Problem requirements:
Go through the records and report each line in which the word "sort" occurs.

Information provided:
BEGIN

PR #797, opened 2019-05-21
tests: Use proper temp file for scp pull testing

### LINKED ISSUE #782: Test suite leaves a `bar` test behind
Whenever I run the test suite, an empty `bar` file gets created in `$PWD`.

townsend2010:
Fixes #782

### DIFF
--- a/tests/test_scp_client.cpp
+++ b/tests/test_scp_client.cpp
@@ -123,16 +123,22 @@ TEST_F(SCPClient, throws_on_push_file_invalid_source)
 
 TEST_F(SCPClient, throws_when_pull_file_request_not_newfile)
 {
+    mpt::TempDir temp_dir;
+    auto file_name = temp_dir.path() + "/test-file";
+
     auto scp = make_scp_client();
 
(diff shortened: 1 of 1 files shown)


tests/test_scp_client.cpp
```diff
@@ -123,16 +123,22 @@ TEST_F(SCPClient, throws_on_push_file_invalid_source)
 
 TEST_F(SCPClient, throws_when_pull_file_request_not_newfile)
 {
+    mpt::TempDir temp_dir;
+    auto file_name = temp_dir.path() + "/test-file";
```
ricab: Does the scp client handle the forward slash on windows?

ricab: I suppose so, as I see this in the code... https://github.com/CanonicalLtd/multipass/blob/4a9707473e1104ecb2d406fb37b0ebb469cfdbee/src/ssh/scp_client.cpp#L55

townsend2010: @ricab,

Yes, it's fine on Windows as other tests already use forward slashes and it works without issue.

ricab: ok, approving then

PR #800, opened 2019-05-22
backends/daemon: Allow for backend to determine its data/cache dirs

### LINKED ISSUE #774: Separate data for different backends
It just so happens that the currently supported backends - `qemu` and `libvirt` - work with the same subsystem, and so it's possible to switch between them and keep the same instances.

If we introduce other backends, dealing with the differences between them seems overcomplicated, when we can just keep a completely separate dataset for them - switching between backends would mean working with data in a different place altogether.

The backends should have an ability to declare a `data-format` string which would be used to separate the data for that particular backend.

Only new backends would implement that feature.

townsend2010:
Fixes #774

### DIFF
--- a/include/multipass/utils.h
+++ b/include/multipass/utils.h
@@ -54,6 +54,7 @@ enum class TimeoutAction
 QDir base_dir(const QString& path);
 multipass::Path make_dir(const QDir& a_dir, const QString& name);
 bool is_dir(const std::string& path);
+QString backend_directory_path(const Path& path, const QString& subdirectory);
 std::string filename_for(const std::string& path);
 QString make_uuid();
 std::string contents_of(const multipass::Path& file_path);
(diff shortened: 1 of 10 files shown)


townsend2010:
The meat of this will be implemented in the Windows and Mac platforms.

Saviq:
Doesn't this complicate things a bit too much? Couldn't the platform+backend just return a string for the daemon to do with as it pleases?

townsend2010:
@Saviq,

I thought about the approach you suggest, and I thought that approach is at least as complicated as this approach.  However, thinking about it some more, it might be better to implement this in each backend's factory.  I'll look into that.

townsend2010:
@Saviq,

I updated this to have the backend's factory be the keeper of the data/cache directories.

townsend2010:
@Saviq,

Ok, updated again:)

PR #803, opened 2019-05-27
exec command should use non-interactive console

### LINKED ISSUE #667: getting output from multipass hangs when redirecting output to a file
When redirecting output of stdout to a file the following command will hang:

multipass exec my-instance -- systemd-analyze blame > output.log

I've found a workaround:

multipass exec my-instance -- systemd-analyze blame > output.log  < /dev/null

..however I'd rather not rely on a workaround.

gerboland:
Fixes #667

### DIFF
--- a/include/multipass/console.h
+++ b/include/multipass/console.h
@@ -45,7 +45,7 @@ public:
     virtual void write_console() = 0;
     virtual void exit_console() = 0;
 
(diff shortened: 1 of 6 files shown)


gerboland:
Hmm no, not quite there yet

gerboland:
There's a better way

END
BEGIN

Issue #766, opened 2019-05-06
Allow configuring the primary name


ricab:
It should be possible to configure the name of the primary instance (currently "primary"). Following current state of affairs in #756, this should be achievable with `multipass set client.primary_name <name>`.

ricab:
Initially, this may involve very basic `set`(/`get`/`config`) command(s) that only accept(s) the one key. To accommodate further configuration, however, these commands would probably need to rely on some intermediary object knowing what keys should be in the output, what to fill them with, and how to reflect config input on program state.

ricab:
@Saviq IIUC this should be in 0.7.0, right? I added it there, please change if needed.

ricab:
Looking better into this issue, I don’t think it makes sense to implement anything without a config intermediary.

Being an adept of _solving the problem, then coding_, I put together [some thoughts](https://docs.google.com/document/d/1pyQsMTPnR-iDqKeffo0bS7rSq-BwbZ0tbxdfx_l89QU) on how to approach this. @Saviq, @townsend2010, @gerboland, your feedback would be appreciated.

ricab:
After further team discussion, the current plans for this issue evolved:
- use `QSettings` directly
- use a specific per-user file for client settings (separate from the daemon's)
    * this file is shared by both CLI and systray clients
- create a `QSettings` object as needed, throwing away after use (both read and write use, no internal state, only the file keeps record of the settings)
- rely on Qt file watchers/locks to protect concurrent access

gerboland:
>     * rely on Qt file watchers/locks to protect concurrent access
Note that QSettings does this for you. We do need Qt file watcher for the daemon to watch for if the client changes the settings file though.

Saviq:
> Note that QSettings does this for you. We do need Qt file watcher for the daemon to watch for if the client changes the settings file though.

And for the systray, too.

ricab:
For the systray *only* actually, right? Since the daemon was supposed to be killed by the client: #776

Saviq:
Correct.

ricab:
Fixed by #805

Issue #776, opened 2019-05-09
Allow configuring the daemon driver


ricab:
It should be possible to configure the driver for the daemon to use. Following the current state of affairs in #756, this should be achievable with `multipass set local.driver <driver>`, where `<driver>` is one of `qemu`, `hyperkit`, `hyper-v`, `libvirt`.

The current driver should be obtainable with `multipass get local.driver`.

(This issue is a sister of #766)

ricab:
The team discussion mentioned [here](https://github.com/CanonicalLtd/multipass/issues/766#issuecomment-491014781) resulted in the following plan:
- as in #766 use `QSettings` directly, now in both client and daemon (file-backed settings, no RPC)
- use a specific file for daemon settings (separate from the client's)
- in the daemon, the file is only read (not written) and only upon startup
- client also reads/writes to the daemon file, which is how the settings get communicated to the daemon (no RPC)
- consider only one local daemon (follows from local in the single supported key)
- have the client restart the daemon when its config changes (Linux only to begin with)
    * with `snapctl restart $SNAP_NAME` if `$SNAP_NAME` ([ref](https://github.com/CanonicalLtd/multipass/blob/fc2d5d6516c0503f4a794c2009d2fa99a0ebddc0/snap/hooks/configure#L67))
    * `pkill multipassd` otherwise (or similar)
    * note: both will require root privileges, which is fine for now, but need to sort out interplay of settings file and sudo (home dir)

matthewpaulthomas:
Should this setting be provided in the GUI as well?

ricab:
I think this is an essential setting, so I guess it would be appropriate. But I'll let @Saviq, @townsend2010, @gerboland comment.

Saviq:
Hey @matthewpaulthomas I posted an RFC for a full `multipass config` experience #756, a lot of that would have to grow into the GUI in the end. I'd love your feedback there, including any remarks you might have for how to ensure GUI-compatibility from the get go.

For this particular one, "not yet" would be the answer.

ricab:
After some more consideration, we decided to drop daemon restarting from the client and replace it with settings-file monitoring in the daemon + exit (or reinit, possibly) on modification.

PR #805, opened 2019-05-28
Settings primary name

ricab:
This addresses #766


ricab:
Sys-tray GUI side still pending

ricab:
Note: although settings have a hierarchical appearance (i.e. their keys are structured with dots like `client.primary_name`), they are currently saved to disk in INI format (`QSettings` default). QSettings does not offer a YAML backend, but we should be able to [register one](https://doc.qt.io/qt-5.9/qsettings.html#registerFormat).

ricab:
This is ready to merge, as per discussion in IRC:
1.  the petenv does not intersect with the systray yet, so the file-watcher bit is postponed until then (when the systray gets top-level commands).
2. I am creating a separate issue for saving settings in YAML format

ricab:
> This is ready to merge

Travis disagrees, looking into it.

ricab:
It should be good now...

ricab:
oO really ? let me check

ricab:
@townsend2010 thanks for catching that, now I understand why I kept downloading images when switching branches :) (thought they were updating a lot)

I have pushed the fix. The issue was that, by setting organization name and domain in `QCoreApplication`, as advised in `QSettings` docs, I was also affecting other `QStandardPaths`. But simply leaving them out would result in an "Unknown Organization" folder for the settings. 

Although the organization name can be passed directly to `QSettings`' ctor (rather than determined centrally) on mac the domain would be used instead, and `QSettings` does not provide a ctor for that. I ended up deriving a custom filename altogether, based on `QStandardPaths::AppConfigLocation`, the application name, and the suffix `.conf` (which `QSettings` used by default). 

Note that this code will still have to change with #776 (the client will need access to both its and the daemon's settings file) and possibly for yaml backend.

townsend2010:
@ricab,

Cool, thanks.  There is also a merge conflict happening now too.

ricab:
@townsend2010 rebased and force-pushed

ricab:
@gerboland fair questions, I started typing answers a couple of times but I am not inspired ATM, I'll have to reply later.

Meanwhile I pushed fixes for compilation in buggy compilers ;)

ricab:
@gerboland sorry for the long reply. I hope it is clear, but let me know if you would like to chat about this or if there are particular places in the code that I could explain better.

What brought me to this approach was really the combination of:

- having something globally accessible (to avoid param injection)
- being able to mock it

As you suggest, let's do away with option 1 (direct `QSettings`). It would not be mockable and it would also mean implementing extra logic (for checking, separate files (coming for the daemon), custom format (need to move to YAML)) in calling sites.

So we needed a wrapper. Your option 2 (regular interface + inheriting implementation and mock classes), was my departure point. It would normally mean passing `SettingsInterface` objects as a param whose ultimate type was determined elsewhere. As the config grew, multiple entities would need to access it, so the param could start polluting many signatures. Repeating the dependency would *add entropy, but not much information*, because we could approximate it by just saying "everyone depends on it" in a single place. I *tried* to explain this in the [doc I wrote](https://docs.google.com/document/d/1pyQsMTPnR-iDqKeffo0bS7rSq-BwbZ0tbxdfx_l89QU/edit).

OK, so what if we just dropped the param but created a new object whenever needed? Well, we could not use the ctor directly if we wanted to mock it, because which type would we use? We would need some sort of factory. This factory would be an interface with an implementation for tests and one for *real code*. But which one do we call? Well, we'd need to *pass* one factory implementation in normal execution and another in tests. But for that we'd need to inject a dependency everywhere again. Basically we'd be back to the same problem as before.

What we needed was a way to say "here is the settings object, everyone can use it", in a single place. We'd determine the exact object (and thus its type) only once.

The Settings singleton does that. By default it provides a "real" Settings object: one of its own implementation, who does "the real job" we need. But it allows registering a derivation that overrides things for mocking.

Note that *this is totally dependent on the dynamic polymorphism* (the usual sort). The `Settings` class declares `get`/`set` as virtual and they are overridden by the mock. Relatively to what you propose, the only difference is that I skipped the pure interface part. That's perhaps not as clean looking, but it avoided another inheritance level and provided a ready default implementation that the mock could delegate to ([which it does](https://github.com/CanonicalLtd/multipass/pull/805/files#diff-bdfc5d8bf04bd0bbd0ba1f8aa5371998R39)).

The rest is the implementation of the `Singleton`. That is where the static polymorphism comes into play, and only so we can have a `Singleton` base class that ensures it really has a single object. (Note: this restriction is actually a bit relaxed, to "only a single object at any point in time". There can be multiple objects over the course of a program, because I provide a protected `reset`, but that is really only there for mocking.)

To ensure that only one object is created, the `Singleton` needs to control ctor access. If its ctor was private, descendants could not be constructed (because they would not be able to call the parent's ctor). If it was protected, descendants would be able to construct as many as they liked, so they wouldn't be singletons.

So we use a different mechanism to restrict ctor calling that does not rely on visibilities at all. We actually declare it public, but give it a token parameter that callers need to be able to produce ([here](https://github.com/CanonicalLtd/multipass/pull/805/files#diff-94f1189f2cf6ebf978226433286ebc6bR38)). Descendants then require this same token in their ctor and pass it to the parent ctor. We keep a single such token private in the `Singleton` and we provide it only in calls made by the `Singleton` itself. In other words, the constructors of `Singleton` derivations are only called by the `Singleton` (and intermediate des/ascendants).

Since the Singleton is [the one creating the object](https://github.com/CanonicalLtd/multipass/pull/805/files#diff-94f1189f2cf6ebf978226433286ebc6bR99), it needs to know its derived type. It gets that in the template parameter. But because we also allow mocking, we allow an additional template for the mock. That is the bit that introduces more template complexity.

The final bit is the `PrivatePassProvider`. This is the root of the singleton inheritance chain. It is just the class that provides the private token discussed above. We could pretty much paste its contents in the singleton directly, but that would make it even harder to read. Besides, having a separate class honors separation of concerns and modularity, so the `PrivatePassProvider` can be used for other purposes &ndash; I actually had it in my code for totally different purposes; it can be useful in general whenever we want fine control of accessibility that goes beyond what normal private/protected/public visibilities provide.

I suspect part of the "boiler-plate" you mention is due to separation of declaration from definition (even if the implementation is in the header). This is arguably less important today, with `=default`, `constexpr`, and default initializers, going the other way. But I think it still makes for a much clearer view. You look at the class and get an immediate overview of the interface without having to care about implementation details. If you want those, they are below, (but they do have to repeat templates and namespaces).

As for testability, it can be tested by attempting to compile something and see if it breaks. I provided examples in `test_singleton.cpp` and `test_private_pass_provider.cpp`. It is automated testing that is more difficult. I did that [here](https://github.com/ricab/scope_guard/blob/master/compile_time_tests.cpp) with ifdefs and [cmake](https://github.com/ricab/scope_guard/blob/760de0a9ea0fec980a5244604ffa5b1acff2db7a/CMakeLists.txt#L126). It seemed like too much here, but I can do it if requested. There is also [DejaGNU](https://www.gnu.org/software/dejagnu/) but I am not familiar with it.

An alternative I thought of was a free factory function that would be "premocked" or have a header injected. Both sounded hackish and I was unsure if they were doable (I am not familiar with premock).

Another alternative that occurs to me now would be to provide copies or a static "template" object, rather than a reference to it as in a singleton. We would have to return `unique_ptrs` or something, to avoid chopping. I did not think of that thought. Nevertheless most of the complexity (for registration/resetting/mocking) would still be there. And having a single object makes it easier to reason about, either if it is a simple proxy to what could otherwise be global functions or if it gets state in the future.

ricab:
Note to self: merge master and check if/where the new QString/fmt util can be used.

END

Task result:
    * note: both will require root privileges, which is fine for now, but need to sort out interplay of settings file and sudo (home dir)
OK, so what if we just dropped the param but created a new object whenever needed? Well, we could not use the ctor directly if we wanted to mock it, because which type would we use? We would need some sort of factory. This factory would be an interface with an implementation for tests and one for *real code*. But which one do we call? Well, we'd need to *pass* one factory implementation in normal execution and another in tests. But for that we'd need to inject a dependency everywhere again. Basically we'd be back to the same problem as before.
Note that *this is totally dependent on the dynamic polymorphism* (the usual sort). The `Settings` class declares `get`/`set` as virtual and they are overridden by the mock. Relatively to what you propose, the only difference is that I skipped the pure interface part. That's perhaps not as clean looking, but it avoided another inheritance level and provided a ready default implementation that the mock could delegate to ([which it does](https://github.com/CanonicalLtd/multipass/pull/805/files#diff-bdfc5d8bf04bd0bbd0ba1f8aa5371998R39)).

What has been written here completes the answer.